• [WHAT THE EXERCISE ASKS]
Print the data exactly as it appears, keeping every word.

• [THE DATA]
PR #36582, opened 2024-05-10
[channelz] modernize channel trace test

markdroth:
This cleans up the channel trace test to provide better output when tests fail, which will help diagnose the problem with b/339066599.

### DIFF
--- a/test/core/channelz/channel_trace_test.cc
+++ b/test/core/channelz/channel_trace_test.cc
@@ -163,7 +163,7 @@ MATCHER_P(IsEmptyChannelTrace, num_events_logged_expected,
 
 void ValidateJsonProtoTranslation(const Json& json) {
   std::string json_str = JsonDump(json);
-  grpc::testing::ValidateChannelTraceProtoJsonTranslation(json_str.c_str());
+  grpc::testing::ValidateChannelTraceProtoJsonTranslation(json_str);
 }
 
 }  // anonymous namespace
--- a/test/core/channelz/channel_trace_test.cc
+++ b/test/core/channelz/channel_trace_test.cc
@@ -20,10 +20,12 @@
 
 #include <stdlib.h>
 
+#include <list>
 #include <string>
 #include <thread>
 
 #include "absl/synchronization/notification.h"
+#include "gmock/gmock.h"
 #include "gtest/gtest.h"
 
 #include <grpc/credentials.h>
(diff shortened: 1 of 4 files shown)


test/cpp/util/channel_trace_proto_helper.h
```diff
@@ -19,17 +19,23 @@
...
 
-void ValidateChannelTraceProtoJsonTranslation(const char* json_c_str);
-void ValidateChannelProtoJsonTranslation(const char* json_c_str);
-void ValidateGetTopChannelsResponseProtoJsonTranslation(const char* json_c_str);
-void ValidateGetChannelResponseProtoJsonTranslation(const char* json_c_str);
-void ValidateGetServerResponseProtoJsonTranslation(const char* json_c_str);
-void ValidateSubchannelProtoJsonTranslation(const char* json_c_str);
-void ValidateServerProtoJsonTranslation(const char* json_c_str);
-void ValidateGetServersResponseProtoJsonTranslation(const char* json_c_str);
+void ValidateChannelTraceProtoJsonTranslation(const std::string& json_string);
```
drfloob, line 27: Why not use absl::string_view? Protobuf's `JsonStringToMessage` takes a string_view, so I think it should be a safe change.

test/core/channelz/channel_trace_test.cc
```diff
@@ -43,82 +45,126 @@ namespace grpc_core {
...
+      IsJsonObject(::testing::ElementsAre(
+          ::testing::Pair("creationTimestamp", IsJsonString(::testing::_)),
+          ::testing::Pair("numEventsLogged",
+                          IsJsonStringNumber(num_events_logged_expected)))),
+      arg, result_listener);
+}
+
+void ValidateJsonProtoTranslation(const Json& json) {
+  std::string json_str = JsonDump(json);
+  grpc::testing::ValidateChannelTraceProtoJsonTranslation(json_str.c_str());
```
drfloob, line 166: `.c_str()` is not needed.

drfloob (commented):
Mostly looks good! It's much more readable now. I left two suggestions.

drfloob (approved):

test/cpp/util/channel_trace_proto_helper.h
markdroth: Thanks for pointing this out!  I somehow thought that none of the protobuf APIs used absl yet, so I assumed that this needed to be `std::string`.

Done.

test/core/channelz/channel_trace_test.cc
markdroth: Done.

• [EXERCISE RESULT]
PR #36582, opened 2024-05-10
[channelz] modernize channel trace test

markdroth:
This cleans up the channel trace test to provide better output when tests fail, which will help diagnose the problem with b/339066599.

### DIFF
--- a/test/core/channelz/channel_trace_test.cc
+++ b/test/core/channelz/channel_trace_test.cc
@@ -163,7 +163,7 @@ MATCHER_P(IsEmptyChannelTrace, num_events_logged_expected,
 
 void ValidateJsonProtoTranslation(const Json& json) {
   std::string json_str = JsonDump(json);
-  grpc::testing::ValidateChannelTraceProtoJsonTranslation(json_str.c_str());
+  grpc::testing::ValidateChannelTraceProtoJsonTranslation(json_str);
 }
 
 }  // anonymous namespace
--- a/test/core/channelz/channel_trace_test.cc
+++ b/test/core/channelz/channel_trace_test.cc
@@ -20,10 +20,12 @@
 
 #include <stdlib.h>
 
+#include <list>
 #include <string>
 #include <thread>
 
 #include "absl/synchronization/notification.h"
+#include "gmock/gmock.h"
 #include "gtest/gtest.h"
 
 #include <grpc/credentials.h>
(diff shortened: 1 of 4 files shown)


test/cpp/util/channel_trace_proto_helper.h
```diff
@@ -19,17 +19,23 @@
...
 
-void ValidateChannelTraceProtoJsonTranslation(const char* json_c_str);
-void ValidateChannelProtoJsonTranslation(const char* json_c_str);
-void ValidateGetTopChannelsResponseProtoJsonTranslation(const char* json_c_str);
-void ValidateGetChannelResponseProtoJsonTranslation(const char* json_c_str);
-void ValidateGetServerResponseProtoJsonTranslation(const char* json_c_str);
-void ValidateSubchannelProtoJsonTranslation(const char* json_c_str);
-void ValidateServerProtoJsonTranslation(const char* json_c_str);
-void ValidateGetServersResponseProtoJsonTranslation(const char* json_c_str);
+void ValidateChannelTraceProtoJsonTranslation(const std::string& json_string);
```
drfloob, line 27: Why not use absl::string_view? Protobuf's `JsonStringToMessage` takes a string_view, so I think it should be a safe change.

test/core/channelz/channel_trace_test.cc
```diff
@@ -43,82 +45,126 @@ namespace grpc_core {
...
+      IsJsonObject(::testing::ElementsAre(
+          ::testing::Pair("creationTimestamp", IsJsonString(::testing::_)),
+          ::testing::Pair("numEventsLogged",
+                          IsJsonStringNumber(num_events_logged_expected)))),
+      arg, result_listener);
+}
+
+void ValidateJsonProtoTranslation(const Json& json) {
+  std::string json_str = JsonDump(json);
+  grpc::testing::ValidateChannelTraceProtoJsonTranslation(json_str.c_str());
```
drfloob, line 166: `.c_str()` is not needed.

drfloob (commented):
Mostly looks good! It's much more readable now. I left two suggestions.

drfloob (approved):

test/cpp/util/channel_trace_proto_helper.h
markdroth: Thanks for pointing this out!  I somehow thought that none of the protobuf APIs used absl yet, so I assumed that this needed to be `std::string`.

Done.

test/core/channelz/channel_trace_test.cc
markdroth: Done.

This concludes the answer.